■ TASK GOAL: The records below should be printed once more, exactly as they appear.

■ Stored items from a collection:
PR #622, opened 2025-09-17
Previous month points are not decreased when golden task is set back to pending

### LINKED ISSUE #621: Previous month points are not decreased when golden task is set back to pending
Earlier today we had an issue where the points for the previous month badge weren't updated when task was completed.

That is fixed, but they are not decreased once the golden task is set back from completed to pending:

https://github.com/user-attachments/assets/ab4c470a-a8d9-453b-b120-a7ca02b5bed0

ilicfilip:
Fixes #621

The problem was that the `span.number` element was removed after the first update, which then prevented [this code](https://github.com/Emilia-Capital/progress-planner/blob/f783dcab3ab1cd21dade374403638f47953b7d9a/assets/js/web-components/prpl-badge-progress-bar.js#L192-L195) to update it again

### DIFF
--- a/assets/js/web-components/prpl-badge-progress-bar.js
+++ b/assets/js/web-components/prpl-badge-progress-bar.js
@@ -113,10 +113,8 @@ const prplUpdatePreviousMonthBadgeProgressBar = ( pointsDiff ) => {
 	);
 
 	if ( remainingPointsEl ) {
-		remainingPointsEl.textContent = remainingPointsEl.textContent.replace(
-			remainingPointsEl.getAttribute( 'data-remaining' ),
-			badgeMaxPoints - badgeNewPoints
-		);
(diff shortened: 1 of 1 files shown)


ilicfilip:
@aristath , does [this code](https://github.com/Emilia-Capital/progress-planner/blob/f783dcab3ab1cd21dade374403638f47953b7d9a/assets/js/web-components/prpl-badge-progress-bar.js#L111-L124) should run only on the progress bar for the previous month (like it is now) or it should run for both months?
Or it should be removed now when we have separate function for updating?

The other issue I found is that when the Todo task is set back to pending to point is substracted from the gauge for the current month as well (of course it is corrected after the page reload)

https://github.com/user-attachments/assets/15c15ae2-f6d5-4b3e-a4a8-a78ebe5aa273

aristath (approved):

■ RESULT:
PR #622, opened 2025-09-17
Previous month points are not decreased when golden task is set back to pending

### LINKED ISSUE #621: Previous month points are not decreased when golden task is set back to pending
Earlier today we had an issue where the points for the previous month badge weren't updated when task was completed.

That is fixed, but they are not decreased once the golden task is set back from completed to pending:

https://github.com/user-attachments/assets/ab4c470a-a8d9-453b-b120-a7ca02b5bed0

ilicfilip:
Fixes #621

The problem was that the `span.number` element was removed after the first update, which then prevented [this code](https://github.com/Emilia-Capital/progress-planner/blob/f783dcab3ab1cd21dade374403638f47953b7d9a/assets/js/web-components/prpl-badge-progress-bar.js#L192-L195) to update it again

### DIFF
--- a/assets/js/web-components/prpl-badge-progress-bar.js
+++ b/assets/js/web-components/prpl-badge-progress-bar.js
@@ -113,10 +113,8 @@ const prplUpdatePreviousMonthBadgeProgressBar = ( pointsDiff ) => {
 	);
 
 	if ( remainingPointsEl ) {
-		remainingPointsEl.textContent = remainingPointsEl.textContent.replace(
-			remainingPointsEl.getAttribute( 'data-remaining' ),
-			badgeMaxPoints - badgeNewPoints
-		);
(diff shortened: 1 of 1 files shown)


ilicfilip:
@aristath , does [this code](https://github.com/Emilia-Capital/progress-planner/blob/f783dcab3ab1cd21dade374403638f47953b7d9a/assets/js/web-components/prpl-badge-progress-bar.js#L111-L124) should run only on the progress bar for the previous month (like it is now) or it should run for both months?
Or it should be removed now when we have separate function for updating?

The other issue I found is that when the Todo task is set back to pending to point is substracted from the gauge for the current month as well (of course it is corrected after the page reload)

https://github.com/user-attachments/assets/15c15ae2-f6d5-4b3e-a4a8-a78ebe5aa273

aristath (approved):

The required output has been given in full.